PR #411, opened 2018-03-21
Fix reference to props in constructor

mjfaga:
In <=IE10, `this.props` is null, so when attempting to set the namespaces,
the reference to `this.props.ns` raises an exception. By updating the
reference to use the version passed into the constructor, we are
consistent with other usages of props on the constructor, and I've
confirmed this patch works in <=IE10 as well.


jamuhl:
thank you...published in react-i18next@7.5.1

^^^^

**Your goal:** Your task is to copy exactly, and only, the lines from the line with "Fix reference to props in constructor" through the last line of the entries, both included.

**Solution below:**
Fix reference to props in constructor

mjfaga:
In <=IE10, `this.props` is null, so when attempting to set the namespaces,
the reference to `this.props.ns` raises an exception. By updating the
reference to use the version passed into the constructor, we are
consistent with other usages of props on the constructor, and I've
confirmed this patch works in <=IE10 as well.


jamuhl:
thank you...published in react-i18next@7.5.1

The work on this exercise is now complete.